>>
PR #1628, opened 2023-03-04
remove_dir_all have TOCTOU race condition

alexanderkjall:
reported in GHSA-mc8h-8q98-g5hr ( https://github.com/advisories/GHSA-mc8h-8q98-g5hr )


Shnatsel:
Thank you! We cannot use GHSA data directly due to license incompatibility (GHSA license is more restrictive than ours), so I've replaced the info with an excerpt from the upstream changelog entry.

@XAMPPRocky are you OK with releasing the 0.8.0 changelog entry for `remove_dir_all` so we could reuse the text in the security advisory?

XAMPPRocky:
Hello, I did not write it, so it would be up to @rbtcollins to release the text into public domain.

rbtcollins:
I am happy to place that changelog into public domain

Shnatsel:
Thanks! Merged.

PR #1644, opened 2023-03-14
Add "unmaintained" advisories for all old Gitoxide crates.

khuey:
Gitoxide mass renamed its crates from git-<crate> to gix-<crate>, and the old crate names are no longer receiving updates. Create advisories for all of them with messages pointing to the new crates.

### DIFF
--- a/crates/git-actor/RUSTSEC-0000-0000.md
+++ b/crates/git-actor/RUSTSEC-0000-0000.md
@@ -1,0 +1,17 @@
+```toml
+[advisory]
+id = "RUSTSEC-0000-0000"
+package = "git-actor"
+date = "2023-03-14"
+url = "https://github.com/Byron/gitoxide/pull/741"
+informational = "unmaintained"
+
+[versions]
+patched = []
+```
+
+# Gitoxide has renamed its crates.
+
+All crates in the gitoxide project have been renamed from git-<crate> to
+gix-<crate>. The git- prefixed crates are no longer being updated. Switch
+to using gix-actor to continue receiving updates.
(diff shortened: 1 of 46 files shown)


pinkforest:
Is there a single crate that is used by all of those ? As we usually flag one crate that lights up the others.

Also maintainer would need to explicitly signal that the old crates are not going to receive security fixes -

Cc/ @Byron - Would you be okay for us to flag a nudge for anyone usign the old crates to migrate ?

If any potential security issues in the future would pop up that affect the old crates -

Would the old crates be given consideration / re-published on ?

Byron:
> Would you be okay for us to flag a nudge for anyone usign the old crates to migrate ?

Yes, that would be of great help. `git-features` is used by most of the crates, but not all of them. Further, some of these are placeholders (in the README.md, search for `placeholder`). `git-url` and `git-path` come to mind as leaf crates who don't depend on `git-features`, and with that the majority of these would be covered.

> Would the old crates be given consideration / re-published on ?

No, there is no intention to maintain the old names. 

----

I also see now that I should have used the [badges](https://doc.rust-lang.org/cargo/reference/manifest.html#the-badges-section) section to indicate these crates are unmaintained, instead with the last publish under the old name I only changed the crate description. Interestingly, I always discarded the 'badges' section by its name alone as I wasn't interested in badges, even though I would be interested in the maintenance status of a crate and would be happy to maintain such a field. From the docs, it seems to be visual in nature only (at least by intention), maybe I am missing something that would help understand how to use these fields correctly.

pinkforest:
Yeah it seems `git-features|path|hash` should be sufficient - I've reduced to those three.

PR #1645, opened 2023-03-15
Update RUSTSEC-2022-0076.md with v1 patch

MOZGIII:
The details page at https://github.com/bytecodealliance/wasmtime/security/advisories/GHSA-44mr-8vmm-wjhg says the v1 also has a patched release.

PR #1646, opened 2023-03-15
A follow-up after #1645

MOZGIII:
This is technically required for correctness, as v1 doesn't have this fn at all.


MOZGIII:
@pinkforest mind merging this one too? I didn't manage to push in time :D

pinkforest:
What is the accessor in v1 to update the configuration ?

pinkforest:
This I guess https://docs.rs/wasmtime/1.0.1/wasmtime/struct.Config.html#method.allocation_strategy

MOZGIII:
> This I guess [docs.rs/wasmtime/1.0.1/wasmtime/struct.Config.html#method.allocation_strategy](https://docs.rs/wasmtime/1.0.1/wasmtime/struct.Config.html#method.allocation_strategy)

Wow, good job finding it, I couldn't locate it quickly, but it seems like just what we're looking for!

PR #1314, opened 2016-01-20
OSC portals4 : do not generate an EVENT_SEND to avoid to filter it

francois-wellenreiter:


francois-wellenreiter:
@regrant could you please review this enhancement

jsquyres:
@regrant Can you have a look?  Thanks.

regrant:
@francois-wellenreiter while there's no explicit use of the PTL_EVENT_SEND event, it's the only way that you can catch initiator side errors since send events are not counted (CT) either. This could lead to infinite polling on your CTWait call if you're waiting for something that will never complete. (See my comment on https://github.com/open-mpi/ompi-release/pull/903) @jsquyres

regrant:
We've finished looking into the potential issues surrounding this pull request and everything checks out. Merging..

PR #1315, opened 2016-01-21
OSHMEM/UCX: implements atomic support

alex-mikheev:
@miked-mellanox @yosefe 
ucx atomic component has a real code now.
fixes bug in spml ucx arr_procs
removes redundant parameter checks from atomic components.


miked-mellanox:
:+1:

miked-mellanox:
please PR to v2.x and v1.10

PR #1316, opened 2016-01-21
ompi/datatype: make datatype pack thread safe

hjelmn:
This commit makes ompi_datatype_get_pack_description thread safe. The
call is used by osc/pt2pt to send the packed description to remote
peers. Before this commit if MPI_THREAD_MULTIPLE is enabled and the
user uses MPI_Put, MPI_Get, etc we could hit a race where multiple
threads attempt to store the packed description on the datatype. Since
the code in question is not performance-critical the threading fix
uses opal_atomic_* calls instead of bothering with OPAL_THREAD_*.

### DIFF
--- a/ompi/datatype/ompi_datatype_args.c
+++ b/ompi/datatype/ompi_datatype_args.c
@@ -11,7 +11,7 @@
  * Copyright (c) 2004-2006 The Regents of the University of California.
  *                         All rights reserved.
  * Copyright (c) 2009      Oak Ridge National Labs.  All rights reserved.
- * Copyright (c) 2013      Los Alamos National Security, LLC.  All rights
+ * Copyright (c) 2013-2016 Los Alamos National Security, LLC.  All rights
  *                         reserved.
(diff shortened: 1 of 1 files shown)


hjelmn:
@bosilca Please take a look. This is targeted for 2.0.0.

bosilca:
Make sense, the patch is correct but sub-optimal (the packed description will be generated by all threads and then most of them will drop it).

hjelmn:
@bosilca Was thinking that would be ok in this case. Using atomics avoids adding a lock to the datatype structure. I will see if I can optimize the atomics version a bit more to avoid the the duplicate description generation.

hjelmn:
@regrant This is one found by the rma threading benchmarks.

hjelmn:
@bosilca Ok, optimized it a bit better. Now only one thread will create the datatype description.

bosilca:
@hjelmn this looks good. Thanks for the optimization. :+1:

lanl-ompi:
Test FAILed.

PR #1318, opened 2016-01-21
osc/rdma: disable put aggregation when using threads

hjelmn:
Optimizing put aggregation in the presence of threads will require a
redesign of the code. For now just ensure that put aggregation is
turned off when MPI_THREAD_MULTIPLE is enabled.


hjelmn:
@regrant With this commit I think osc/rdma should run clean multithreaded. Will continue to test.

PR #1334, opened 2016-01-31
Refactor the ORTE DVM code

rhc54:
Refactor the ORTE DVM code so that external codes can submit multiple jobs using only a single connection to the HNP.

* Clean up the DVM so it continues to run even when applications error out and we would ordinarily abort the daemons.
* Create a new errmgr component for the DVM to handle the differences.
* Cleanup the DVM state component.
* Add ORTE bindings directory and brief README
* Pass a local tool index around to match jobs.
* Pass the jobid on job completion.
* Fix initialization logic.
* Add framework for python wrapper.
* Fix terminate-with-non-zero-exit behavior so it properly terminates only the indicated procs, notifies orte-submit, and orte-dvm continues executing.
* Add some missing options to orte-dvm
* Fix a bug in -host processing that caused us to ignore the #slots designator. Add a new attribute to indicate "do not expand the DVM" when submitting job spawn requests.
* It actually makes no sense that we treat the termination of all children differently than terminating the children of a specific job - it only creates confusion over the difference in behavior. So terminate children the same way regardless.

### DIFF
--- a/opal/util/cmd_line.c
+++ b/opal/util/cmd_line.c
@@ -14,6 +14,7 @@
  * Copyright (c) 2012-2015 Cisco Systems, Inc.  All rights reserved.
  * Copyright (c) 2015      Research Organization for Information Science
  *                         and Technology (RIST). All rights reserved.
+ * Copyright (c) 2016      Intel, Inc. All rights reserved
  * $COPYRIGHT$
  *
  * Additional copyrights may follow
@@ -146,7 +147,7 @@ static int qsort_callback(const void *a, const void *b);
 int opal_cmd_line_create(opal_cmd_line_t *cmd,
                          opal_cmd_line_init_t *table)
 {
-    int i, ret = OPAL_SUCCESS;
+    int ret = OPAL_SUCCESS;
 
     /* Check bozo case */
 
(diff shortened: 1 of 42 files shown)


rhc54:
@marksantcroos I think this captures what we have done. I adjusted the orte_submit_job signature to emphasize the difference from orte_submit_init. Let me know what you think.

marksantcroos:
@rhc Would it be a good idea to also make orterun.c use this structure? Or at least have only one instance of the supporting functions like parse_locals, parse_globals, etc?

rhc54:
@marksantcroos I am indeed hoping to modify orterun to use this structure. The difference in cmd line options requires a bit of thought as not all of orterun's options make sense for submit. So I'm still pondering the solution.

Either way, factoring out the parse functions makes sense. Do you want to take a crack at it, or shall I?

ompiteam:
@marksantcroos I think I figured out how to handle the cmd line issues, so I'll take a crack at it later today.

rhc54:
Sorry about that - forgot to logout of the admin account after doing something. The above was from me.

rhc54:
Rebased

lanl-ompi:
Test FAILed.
<<
>>
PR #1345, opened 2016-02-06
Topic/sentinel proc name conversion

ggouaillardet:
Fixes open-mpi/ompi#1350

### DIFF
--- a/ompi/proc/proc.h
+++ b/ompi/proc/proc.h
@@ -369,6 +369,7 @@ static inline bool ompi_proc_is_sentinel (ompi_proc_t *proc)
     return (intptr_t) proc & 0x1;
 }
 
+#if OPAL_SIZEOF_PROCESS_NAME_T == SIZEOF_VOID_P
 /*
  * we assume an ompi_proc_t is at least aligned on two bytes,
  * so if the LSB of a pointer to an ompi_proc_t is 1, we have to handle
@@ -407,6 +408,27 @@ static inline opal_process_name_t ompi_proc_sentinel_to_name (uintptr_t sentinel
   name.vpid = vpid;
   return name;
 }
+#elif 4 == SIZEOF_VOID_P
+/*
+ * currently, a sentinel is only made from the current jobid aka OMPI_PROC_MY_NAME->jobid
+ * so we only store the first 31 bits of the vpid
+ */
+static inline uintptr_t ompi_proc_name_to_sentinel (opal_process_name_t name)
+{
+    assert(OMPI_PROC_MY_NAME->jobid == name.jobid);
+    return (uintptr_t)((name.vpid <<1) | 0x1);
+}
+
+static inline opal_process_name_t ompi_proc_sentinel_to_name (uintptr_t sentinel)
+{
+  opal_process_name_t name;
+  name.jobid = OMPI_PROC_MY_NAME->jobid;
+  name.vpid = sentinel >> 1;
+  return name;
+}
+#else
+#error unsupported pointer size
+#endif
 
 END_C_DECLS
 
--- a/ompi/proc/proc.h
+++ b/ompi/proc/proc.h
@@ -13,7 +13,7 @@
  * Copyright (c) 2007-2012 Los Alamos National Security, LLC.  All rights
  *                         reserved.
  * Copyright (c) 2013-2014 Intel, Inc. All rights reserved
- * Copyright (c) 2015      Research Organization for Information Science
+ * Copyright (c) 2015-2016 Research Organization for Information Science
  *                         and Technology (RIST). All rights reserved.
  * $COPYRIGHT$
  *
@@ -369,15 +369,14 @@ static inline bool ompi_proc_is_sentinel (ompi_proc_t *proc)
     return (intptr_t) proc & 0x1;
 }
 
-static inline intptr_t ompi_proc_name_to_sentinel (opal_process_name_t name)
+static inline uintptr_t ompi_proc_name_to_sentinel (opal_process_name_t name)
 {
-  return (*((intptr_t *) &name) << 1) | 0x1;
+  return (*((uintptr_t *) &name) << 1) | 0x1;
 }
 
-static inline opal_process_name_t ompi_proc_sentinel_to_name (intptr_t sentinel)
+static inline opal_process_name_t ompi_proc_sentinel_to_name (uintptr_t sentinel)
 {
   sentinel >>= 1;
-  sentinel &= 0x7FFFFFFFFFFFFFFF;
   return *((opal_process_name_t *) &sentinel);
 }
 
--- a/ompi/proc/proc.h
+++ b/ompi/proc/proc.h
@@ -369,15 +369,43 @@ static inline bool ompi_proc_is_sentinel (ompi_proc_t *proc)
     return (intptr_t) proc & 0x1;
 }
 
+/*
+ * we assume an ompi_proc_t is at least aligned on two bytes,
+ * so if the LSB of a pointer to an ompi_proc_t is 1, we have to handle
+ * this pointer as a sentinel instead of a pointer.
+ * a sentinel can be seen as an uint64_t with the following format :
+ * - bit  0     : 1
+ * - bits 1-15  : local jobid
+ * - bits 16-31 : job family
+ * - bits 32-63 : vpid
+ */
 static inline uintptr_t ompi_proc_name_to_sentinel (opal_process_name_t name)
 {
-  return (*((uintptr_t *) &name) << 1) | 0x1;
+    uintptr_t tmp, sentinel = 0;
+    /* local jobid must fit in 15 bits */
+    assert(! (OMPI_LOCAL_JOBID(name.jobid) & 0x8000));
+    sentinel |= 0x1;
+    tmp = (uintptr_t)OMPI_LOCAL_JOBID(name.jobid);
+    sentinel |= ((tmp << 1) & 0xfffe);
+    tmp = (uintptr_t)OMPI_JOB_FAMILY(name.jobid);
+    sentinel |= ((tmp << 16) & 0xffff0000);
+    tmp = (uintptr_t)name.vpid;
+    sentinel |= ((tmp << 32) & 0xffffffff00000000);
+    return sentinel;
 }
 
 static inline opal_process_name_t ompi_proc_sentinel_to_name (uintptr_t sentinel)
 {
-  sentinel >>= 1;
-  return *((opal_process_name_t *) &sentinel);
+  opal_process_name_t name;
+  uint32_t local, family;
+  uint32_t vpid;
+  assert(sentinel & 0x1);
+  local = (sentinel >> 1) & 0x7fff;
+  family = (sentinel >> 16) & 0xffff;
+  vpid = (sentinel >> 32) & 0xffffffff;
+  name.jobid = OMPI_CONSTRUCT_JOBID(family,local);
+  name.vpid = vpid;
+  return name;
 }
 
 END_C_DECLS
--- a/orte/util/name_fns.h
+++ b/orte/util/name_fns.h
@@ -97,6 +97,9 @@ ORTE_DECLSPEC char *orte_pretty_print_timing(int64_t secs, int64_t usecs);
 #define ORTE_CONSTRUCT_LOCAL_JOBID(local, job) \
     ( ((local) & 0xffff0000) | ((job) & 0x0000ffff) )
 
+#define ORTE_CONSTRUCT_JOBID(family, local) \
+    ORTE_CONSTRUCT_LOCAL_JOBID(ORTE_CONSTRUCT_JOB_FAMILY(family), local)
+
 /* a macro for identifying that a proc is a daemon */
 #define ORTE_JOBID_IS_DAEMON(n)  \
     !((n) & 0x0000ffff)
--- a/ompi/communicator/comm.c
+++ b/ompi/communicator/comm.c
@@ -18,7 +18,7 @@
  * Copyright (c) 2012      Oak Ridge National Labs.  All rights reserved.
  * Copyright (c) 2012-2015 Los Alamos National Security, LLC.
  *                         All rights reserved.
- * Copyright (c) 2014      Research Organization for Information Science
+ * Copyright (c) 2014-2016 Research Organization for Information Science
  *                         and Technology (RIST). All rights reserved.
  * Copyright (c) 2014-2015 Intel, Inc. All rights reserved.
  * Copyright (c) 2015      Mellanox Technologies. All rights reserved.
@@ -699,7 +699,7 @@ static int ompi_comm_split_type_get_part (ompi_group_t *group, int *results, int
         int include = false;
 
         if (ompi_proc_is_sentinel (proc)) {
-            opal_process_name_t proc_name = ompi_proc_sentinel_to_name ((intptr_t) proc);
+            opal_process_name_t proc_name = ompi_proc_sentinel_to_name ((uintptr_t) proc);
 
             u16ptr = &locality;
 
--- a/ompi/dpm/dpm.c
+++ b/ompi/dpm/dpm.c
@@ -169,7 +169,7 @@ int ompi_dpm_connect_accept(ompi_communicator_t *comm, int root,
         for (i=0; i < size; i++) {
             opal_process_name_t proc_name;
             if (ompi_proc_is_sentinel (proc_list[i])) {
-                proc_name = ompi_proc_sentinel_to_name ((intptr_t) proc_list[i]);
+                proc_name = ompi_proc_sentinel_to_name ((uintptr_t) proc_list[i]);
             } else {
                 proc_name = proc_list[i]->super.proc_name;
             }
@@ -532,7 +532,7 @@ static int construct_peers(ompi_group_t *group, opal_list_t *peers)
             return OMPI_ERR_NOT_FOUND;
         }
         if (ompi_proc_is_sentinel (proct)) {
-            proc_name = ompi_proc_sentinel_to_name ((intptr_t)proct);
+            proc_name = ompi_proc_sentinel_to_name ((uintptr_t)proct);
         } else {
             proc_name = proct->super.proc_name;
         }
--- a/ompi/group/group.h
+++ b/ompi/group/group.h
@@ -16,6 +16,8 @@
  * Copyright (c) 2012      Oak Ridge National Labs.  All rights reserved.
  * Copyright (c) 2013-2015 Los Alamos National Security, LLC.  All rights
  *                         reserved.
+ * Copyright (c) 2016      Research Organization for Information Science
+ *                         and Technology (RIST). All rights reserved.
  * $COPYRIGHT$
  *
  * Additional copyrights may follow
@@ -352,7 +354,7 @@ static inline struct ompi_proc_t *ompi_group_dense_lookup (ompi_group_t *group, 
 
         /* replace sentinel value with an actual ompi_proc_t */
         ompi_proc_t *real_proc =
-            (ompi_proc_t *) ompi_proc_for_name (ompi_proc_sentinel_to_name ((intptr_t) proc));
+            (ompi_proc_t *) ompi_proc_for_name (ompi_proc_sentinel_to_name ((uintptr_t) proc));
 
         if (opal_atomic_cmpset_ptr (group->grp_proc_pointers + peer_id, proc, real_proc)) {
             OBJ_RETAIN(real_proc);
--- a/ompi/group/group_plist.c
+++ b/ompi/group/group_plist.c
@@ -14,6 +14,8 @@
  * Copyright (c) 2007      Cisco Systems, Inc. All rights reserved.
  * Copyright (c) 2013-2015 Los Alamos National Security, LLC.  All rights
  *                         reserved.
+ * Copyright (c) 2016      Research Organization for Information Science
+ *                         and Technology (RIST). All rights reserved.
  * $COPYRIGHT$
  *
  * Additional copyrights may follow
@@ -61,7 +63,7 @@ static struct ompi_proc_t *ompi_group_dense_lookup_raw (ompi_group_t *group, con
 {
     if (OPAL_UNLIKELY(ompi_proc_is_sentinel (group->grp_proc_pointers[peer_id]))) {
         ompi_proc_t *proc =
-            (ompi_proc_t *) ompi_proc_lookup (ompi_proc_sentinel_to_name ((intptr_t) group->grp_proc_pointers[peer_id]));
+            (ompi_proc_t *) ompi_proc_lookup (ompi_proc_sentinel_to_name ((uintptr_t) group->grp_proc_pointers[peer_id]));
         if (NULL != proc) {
<<
>>
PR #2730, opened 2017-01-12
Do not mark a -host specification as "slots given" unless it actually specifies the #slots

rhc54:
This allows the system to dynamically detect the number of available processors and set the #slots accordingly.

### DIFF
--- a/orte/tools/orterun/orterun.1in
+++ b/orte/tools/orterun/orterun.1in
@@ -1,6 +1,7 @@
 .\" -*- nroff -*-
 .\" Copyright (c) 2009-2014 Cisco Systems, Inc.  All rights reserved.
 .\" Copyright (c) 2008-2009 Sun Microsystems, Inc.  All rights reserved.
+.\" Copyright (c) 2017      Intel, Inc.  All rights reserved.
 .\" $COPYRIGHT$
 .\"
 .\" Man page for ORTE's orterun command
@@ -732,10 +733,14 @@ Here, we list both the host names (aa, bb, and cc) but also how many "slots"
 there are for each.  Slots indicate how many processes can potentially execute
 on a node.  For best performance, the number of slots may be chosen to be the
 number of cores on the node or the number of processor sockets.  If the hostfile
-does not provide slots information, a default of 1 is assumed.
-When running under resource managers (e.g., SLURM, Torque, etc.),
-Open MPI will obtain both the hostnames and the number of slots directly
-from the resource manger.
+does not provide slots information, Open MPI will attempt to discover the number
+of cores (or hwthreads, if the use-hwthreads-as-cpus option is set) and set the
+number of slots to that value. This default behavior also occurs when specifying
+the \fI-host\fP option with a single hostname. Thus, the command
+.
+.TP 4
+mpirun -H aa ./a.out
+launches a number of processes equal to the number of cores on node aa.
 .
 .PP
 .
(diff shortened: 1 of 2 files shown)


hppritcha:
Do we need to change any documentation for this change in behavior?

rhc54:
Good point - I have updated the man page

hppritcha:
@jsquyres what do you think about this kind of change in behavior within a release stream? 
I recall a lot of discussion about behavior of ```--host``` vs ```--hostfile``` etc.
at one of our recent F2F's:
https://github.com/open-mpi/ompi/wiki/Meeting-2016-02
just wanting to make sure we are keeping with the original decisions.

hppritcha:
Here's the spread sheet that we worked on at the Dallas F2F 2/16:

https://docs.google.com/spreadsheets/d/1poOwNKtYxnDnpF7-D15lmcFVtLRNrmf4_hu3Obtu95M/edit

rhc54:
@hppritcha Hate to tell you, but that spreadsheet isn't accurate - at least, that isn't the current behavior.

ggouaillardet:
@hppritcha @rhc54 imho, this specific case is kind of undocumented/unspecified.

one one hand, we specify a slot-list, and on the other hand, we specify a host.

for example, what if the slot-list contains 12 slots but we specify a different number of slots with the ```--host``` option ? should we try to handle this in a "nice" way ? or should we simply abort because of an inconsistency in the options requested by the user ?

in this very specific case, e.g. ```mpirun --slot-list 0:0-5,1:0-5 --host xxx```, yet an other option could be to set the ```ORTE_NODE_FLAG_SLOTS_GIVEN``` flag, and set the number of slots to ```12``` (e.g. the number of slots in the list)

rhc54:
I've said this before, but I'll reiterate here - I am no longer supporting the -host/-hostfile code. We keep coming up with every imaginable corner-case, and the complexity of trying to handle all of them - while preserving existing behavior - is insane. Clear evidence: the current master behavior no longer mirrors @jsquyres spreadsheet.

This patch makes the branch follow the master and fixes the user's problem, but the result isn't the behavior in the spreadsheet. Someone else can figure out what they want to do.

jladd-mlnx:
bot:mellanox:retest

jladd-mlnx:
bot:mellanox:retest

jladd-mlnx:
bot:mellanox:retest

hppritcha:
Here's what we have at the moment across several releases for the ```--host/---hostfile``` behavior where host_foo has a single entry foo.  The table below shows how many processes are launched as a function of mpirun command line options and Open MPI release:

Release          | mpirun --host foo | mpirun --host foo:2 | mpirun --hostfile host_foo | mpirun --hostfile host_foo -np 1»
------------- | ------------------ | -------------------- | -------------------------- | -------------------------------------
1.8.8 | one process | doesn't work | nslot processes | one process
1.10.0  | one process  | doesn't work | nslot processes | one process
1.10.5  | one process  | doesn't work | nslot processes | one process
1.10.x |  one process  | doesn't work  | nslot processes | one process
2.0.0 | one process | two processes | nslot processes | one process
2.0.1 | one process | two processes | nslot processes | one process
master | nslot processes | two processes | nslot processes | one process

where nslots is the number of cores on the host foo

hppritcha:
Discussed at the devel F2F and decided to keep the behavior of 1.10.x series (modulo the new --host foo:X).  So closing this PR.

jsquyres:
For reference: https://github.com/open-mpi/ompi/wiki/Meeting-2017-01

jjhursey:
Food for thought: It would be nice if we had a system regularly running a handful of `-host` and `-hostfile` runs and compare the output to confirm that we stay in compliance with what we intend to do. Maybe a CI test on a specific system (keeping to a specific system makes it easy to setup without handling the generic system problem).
<<
Every line above that holds the word "wasmtime" should be copied out.

§ Written reply:
The details page at https://github.com/bytecodealliance/wasmtime/security/advisories/GHSA-44mr-8vmm-wjhg says the v1 also has a patched release.
This I guess https://docs.rs/wasmtime/1.0.1/wasmtime/struct.Config.html#method.allocation_strategy
> This I guess [docs.rs/wasmtime/1.0.1/wasmtime/struct.Config.html#method.allocation_strategy](https://docs.rs/wasmtime/1.0.1/wasmtime/struct.Config.html#method.allocation_strategy)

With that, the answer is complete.